Hey thats going to be real nice!


----------



## Brent H (Nov 17, 2020)

Thank you @DPittman


----------



## David_R8 (Nov 17, 2020)

Nice work!
What is planned for finish on the metal?


----------



## YotaBota (Nov 17, 2020)

That's a neat design. In the last picture I thought the legs were crooked but then I saw the window, your camera is toying with my emotion. lol


----------



## Brent H (Nov 17, 2020)

@David_R8 - planned finish is a flat black - like an older metal fence.  I will sand things down and remove any imperfections then prime, and put about 4 coats of just a tremclad rust flat black on.


----------



## CalgaryPT (Nov 18, 2020)

Now that's a table capable of supporting more than just a salad bowl or two  Sooooooo nice. Love the oak.

(Salad....that's the green stuff that just takes up valuable space in the stomach intended for meat, right?)


----------



## PeterT (Nov 19, 2020)

Brent H said:


> ...then prime, and put about 4 coats of just a tremclad rust flat black on.

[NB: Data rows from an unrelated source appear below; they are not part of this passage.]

Issue #1147, opened 2017-11-20
Permit to rename disk snapshot names


OpenNebulaProject:
---

Author Name: **EOLE Team** (EOLE Team)
Original Redmine Issue: 4938, https://dev.opennebula.org/issues/4938
Original Date: 2016-11-23

---

Hello,

We heavily use the disk snapshots but sometimes the text of the name snapshot has a typo or should be changed to reflect the real state of the disk in that snapshot.

Could it be possible to make this text editable like for example the name of the instantiated VM.

Regards.

kvaps:
## Interface Changes

**XML-RPC API:**

 * add new `one.vm.snapshotrename` method with `string:<session>` `i4:<image_id>` `i4:<snap_id>`, `string:<new_name>` arguments

**Sunstone:**

 * Add new button: 🖉 -  for rename snapshots 

**Cli:**

*
    ```
    onevm snapshot-rename <vmid> <snapshot_id> <name>
    ```

PR #2485, opened 2018-10-08
F #1147: Permit to rename disk snapshot names in Sunstone

abelCoronado93:
- one-5.6-devel


tinova:
needs testing before merge

Issue #2491, opened 2018-10-09
install.sh doesn't accept -F and -g parameters


xorel:
**Description**
```
$ install.sh -h
Usage: install.sh [-u install_user] [-g install_group] [-k keep conf]
                  [-d ONE_LOCATION] [-c cli|ec2] [-r] [-h]
...
-G: install OpenNebula Gate
-f: install OpenNebula Flow
```

but when run with -f or -G it prints error:
```
install.sh: invalid option -- 'f'
install.sh: invalid option -- 'G'
```

**To Reproduce**
run: "install.sh -f"

**Expected behavior**
-f and -G parameters are accepted

**Details**
 - Affected Component: opennebula installation
 - Version: 5.6

## Progress Status
- [ ] Branch created 
- [ ] Code committed to development branch
- [ ] Testing - QA
- [x] Documentation 
- [ ] Release notes - resolved issues, compatibility, known issues
- [ ] Code committed to upstream release/hotfix branches
- [ ] Documentation committed to upstream release/hotfix branches

PR #2492, opened 2018-10-09
B #2491: install.sh accepts -G and -f parameters

xorel:


tinova:
What branches does this go to? Suggestion, since it is a bug:

 * master
 * one-5.6
 * one-5.6-devel

xorel:
Agree with branches.
I also updated README.md.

Its going to look pretty spanky no matter how you finish it but FWIW I noticed some really cool (spray bomb) finishes at the local home depot. They generically call them 'metallic' but some really interesting shades textures & even mottling effects. Might be these or tremclad equivalence, seems like everyone is in the game now.
https://www.rustoleum.ca/product-catalog/consumer-brands/universal/metallic

My only beef about flat is certain paints show any kind of finger mark or wear or even moderate wiping as some degree of shiny & your eyes pick this out almost immediately. Semi-gloss (and that is a highly variable term among paint suppliers) is kind of a nice compromise, not glossy but visually more wearable over time. Might be worth sacrificing a can to test the end result.


----------



## Brent H (Nov 19, 2020)

@PeterT - thanks - I will look into that. The top just received its stain coat. The client wants a satin finish - nothing glossy. 



I primed the legs and they will get sanded tomorrow and then coated flat.
The project got a bit de-railed when our cloths dryer went for a dump.  The drum idler pulley seized on the shaft and the motor pulley broke as did the belt.  





so seeing this as an amazing- “ look what I do with all those tools Honey” type time I got a new belt and idler and then made a new fancy pulley for the motor and had Laundry back on track before the end of the day!





Lucky for me the motor was 3/8-24 thread and I had a chunk of 2” OD aluminium- hopefully better than the cast one.  I did not put any flats on the pulley (as the original had) as if it breaks like the original the flats are the first thing to break- LOL


----------



## Tom O (Nov 19, 2020)

Lucky b our garage furnace gave up the ghost and was replaced with a little more modern one reconditioned though.


----------



## Brent H (Nov 19, 2020)

@Tom O : the boiler for our place blew a hole last month- #2 son is an HVAC contractor


----------



## Brent H (Nov 23, 2020)

Here is the final product:


----------



## RobinHood (Nov 23, 2020)

That looks awesome! Well done.


----------



## David_R8 (Nov 23, 2020)

That is fantastic Brent, really nice work!


----------



## Brent H (Nov 23, 2020)

Thanks Guys!!!


----------